### EXERCISE OBJECTIVE
Reproduce the records below exactly as they are written.
======== SOURCE RECORDS ========
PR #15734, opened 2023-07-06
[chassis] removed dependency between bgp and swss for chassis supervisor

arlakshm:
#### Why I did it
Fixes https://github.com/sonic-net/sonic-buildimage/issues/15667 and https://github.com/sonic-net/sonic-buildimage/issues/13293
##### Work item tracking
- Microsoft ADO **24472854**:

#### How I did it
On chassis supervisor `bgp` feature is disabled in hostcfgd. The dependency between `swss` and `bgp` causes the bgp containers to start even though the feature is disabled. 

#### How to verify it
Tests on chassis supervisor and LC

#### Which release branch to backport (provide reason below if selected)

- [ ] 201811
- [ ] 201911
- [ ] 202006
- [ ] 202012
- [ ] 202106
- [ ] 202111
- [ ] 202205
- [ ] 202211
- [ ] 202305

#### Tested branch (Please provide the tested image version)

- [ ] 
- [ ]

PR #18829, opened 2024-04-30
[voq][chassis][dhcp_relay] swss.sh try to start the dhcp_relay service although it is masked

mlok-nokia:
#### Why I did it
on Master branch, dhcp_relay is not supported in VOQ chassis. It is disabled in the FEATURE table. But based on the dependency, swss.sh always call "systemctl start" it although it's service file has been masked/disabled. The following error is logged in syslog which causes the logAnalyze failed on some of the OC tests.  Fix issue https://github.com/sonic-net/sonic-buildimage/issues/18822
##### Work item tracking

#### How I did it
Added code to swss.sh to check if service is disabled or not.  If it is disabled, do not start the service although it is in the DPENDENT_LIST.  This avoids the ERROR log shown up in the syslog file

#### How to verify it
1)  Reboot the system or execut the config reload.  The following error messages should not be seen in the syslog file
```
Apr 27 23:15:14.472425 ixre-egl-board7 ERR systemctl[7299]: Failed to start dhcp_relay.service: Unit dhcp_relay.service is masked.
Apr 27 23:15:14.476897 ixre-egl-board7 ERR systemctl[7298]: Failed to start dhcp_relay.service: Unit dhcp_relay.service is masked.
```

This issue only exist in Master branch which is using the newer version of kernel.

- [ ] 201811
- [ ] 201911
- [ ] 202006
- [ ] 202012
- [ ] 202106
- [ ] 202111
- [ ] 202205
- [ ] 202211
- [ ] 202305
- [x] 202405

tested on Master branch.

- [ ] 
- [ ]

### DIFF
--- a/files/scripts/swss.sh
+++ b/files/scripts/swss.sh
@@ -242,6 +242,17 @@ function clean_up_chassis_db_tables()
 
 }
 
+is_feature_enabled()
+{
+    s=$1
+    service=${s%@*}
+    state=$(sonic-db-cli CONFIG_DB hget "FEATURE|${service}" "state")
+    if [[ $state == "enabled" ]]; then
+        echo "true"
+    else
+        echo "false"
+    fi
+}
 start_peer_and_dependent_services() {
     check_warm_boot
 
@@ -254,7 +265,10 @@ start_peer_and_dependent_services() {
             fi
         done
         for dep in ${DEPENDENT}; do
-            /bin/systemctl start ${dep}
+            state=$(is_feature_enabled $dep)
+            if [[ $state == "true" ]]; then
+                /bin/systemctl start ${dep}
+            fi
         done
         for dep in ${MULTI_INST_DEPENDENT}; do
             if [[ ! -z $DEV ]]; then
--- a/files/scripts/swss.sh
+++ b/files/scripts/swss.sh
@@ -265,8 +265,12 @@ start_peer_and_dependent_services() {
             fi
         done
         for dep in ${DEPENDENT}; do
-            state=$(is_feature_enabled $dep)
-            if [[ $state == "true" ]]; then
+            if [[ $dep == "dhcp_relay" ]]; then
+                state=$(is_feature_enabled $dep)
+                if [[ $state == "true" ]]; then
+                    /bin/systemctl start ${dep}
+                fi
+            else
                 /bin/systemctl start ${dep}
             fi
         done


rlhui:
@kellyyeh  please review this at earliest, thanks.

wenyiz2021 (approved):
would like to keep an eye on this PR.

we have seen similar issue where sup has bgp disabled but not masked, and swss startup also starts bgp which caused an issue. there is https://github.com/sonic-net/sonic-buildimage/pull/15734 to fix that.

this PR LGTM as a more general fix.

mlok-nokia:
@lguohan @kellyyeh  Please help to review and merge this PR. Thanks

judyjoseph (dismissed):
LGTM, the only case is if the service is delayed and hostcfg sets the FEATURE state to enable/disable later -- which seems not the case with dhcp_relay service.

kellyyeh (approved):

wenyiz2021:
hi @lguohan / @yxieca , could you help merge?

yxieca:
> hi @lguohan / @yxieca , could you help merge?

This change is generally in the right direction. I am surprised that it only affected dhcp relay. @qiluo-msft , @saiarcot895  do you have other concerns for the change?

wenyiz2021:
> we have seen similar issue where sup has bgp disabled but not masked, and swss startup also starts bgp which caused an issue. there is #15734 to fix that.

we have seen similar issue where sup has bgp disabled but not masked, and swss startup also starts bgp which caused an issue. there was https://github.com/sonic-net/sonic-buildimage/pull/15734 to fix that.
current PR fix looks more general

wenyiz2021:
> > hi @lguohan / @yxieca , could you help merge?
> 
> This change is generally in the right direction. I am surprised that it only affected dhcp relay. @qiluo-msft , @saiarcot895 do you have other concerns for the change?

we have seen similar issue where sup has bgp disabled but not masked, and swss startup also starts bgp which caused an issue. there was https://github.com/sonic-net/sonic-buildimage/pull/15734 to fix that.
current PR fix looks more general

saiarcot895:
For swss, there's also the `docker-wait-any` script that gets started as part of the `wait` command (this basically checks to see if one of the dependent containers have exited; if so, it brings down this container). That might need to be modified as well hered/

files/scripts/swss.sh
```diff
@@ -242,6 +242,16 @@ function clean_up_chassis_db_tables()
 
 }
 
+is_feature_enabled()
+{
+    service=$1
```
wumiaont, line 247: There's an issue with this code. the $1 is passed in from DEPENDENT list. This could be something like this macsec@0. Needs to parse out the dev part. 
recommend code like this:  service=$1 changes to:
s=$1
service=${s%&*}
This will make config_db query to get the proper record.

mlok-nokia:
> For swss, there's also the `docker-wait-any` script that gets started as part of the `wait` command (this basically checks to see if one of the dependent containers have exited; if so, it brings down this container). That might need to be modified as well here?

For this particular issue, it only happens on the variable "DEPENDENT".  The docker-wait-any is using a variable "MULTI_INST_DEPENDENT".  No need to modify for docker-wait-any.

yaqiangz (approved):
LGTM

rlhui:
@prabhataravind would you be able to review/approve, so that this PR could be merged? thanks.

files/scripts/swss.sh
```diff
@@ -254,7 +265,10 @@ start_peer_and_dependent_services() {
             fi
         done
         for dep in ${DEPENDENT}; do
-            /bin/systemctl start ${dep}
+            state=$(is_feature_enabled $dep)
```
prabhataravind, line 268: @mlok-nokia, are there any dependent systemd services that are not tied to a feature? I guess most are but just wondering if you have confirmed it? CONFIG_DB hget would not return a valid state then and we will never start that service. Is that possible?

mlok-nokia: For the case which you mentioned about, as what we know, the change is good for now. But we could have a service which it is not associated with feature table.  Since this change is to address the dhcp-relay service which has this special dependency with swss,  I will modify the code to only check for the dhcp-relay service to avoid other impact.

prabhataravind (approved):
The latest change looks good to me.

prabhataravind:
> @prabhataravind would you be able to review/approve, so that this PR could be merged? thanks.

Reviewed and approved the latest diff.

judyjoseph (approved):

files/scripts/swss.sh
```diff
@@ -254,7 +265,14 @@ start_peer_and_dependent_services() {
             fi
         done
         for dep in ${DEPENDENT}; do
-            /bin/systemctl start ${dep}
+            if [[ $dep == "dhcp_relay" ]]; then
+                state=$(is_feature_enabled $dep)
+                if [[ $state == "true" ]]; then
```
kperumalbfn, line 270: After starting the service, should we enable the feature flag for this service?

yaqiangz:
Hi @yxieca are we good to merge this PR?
========
### SOLUTION
PR #15734, opened 2023-07-06
[chassis] removed dependency between bgp and swss for chassis supervisor

arlakshm:
#### Why I did it
Fixes https://github.com/sonic-net/sonic-buildimage/issues/15667 and https://github.com/sonic-net/sonic-buildimage/issues/13293
##### Work item tracking
- Microsoft ADO **24472854**:

#### How I did it
On chassis supervisor `bgp` feature is disabled in hostcfgd. The dependency between `swss` and `bgp` causes the bgp containers to start even though the feature is disabled. 

#### How to verify it
Tests on chassis supervisor and LC

#### Which release branch to backport (provide reason below if selected)

- [ ] 201811
- [ ] 201911
- [ ] 202006
- [ ] 202012
- [ ] 202106
- [ ] 202111
- [ ] 202205
- [ ] 202211
- [ ] 202305

#### Tested branch (Please provide the tested image version)

- [ ] 
- [ ]

PR #18829, opened 2024-04-30
[voq][chassis][dhcp_relay] swss.sh try to start the dhcp_relay service although it is masked

mlok-nokia:
#### Why I did it
on Master branch, dhcp_relay is not supported in VOQ chassis. It is disabled in the FEATURE table. But based on the dependency, swss.sh always call "systemctl start" it although it's service file has been masked/disabled. The following error is logged in syslog which causes the logAnalyze failed on some of the OC tests.  Fix issue https://github.com/sonic-net/sonic-buildimage/issues/18822
##### Work item tracking

#### How I did it
Added code to swss.sh to check if service is disabled or not.  If it is disabled, do not start the service although it is in the DPENDENT_LIST.  This avoids the ERROR log shown up in the syslog file

#### How to verify it
1)  Reboot the system or execut the config reload.  The following error messages should not be seen in the syslog file
```
Apr 27 23:15:14.472425 ixre-egl-board7 ERR systemctl[7299]: Failed to start dhcp_relay.service: Unit dhcp_relay.service is masked.
Apr 27 23:15:14.476897 ixre-egl-board7 ERR systemctl[7298]: Failed to start dhcp_relay.service: Unit dhcp_relay.service is masked.
```

This issue only exist in Master branch which is using the newer version of kernel.

- [ ] 201811
- [ ] 201911
- [ ] 202006
- [ ] 202012
- [ ] 202106
- [ ] 202111
- [ ] 202205
- [ ] 202211
- [ ] 202305
- [x] 202405

tested on Master branch.

- [ ] 
- [ ]

### DIFF
--- a/files/scripts/swss.sh
+++ b/files/scripts/swss.sh
@@ -242,6 +242,17 @@ function clean_up_chassis_db_tables()
 
 }
 
+is_feature_enabled()
+{
+    s=$1
+    service=${s%@*}
+    state=$(sonic-db-cli CONFIG_DB hget "FEATURE|${service}" "state")
+    if [[ $state == "enabled" ]]; then
+        echo "true"
+    else
+        echo "false"
+    fi
+}
 start_peer_and_dependent_services() {
     check_warm_boot
 
@@ -254,7 +265,10 @@ start_peer_and_dependent_services() {
             fi
         done
         for dep in ${DEPENDENT}; do
-            /bin/systemctl start ${dep}
+            state=$(is_feature_enabled $dep)
+            if [[ $state == "true" ]]; then
+                /bin/systemctl start ${dep}
+            fi
         done
         for dep in ${MULTI_INST_DEPENDENT}; do
             if [[ ! -z $DEV ]]; then
--- a/files/scripts/swss.sh
+++ b/files/scripts/swss.sh
@@ -265,8 +265,12 @@ start_peer_and_dependent_services() {
             fi
         done
         for dep in ${DEPENDENT}; do
-            state=$(is_feature_enabled $dep)
-            if [[ $state == "true" ]]; then
+            if [[ $dep == "dhcp_relay" ]]; then
+                state=$(is_feature_enabled $dep)
+                if [[ $state == "true" ]]; then
+                    /bin/systemctl start ${dep}
+                fi
+            else
                 /bin/systemctl start ${dep}
             fi
         done


rlhui:
@kellyyeh  please review this at earliest, thanks.

wenyiz2021 (approved):
would like to keep an eye on this PR.

we have seen similar issue where sup has bgp disabled but not masked, and swss startup also starts bgp which caused an issue. there is https://github.com/sonic-net/sonic-buildimage/pull/15734 to fix that.

this PR LGTM as a more general fix.

mlok-nokia:
@lguohan @kellyyeh  Please help to review and merge this PR. Thanks

judyjoseph (dismissed):
LGTM, the only case is if the service is delayed and hostcfg sets the FEATURE state to enable/disable later -- which seems not the case with dhcp_relay service.

kellyyeh (approved):

wenyiz2021:
hi @lguohan / @yxieca , could you help merge?

yxieca:
> hi @lguohan / @yxieca , could you help merge?

This change is generally in the right direction. I am surprised that it only affected dhcp relay. @qiluo-msft , @saiarcot895  do you have other concerns for the change?

wenyiz2021:
> we have seen similar issue where sup has bgp disabled but not masked, and swss startup also starts bgp which caused an issue. there is #15734 to fix that.

we have seen similar issue where sup has bgp disabled but not masked, and swss startup also starts bgp which caused an issue. there was https://github.com/sonic-net/sonic-buildimage/pull/15734 to fix that.
current PR fix looks more general

wenyiz2021:
> > hi @lguohan / @yxieca , could you help merge?
> 
> This change is generally in the right direction. I am surprised that it only affected dhcp relay. @qiluo-msft , @saiarcot895 do you have other concerns for the change?

we have seen similar issue where sup has bgp disabled but not masked, and swss startup also starts bgp which caused an issue. there was https://github.com/sonic-net/sonic-buildimage/pull/15734 to fix that.
current PR fix looks more general

saiarcot895:
For swss, there's also the `docker-wait-any` script that gets started as part of the `wait` command (this basically checks to see if one of the dependent containers have exited; if so, it brings down this container). That might need to be modified as well hered/

files/scripts/swss.sh
```diff
@@ -242,6 +242,16 @@ function clean_up_chassis_db_tables()
 
 }
 
+is_feature_enabled()
+{
+    service=$1
```
wumiaont, line 247: There's an issue with this code. the $1 is passed in from DEPENDENT list. This could be something like this macsec@0. Needs to parse out the dev part. 
recommend code like this:  service=$1 changes to:
s=$1
service=${s%&*}
This will make config_db query to get the proper record.

mlok-nokia:
> For swss, there's also the `docker-wait-any` script that gets started as part of the `wait` command (this basically checks to see if one of the dependent containers have exited; if so, it brings down this container). That might need to be modified as well here?

For this particular issue, it only happens on the variable "DEPENDENT".  The docker-wait-any is using a variable "MULTI_INST_DEPENDENT".  No need to modify for docker-wait-any.

yaqiangz (approved):
LGTM

rlhui:
@prabhataravind would you be able to review/approve, so that this PR could be merged? thanks.

files/scripts/swss.sh
```diff
@@ -254,7 +265,10 @@ start_peer_and_dependent_services() {
             fi
         done
         for dep in ${DEPENDENT}; do
-            /bin/systemctl start ${dep}
+            state=$(is_feature_enabled $dep)
```
prabhataravind, line 268: @mlok-nokia, are there any dependent systemd services that are not tied to a feature? I guess most are but just wondering if you have confirmed it? CONFIG_DB hget would not return a valid state then and we will never start that service. Is that possible?

mlok-nokia: For the case which you mentioned about, as what we know, the change is good for now. But we could have a service which it is not associated with feature table.  Since this change is to address the dhcp-relay service which has this special dependency with swss,  I will modify the code to only check for the dhcp-relay service to avoid other impact.

prabhataravind (approved):
The latest change looks good to me.

prabhataravind:
> @prabhataravind would you be able to review/approve, so that this PR could be merged? thanks.

Reviewed and approved the latest diff.

judyjoseph (approved):

files/scripts/swss.sh
```diff
@@ -254,7 +265,14 @@ start_peer_and_dependent_services() {
             fi
         done
         for dep in ${DEPENDENT}; do
-            /bin/systemctl start ${dep}
+            if [[ $dep == "dhcp_relay" ]]; then
+                state=$(is_feature_enabled $dep)
+                if [[ $state == "true" ]]; then
```
kperumalbfn, line 270: After starting the service, should we enable the feature flag for this service?

yaqiangz:
Hi @yxieca are we good to merge this PR?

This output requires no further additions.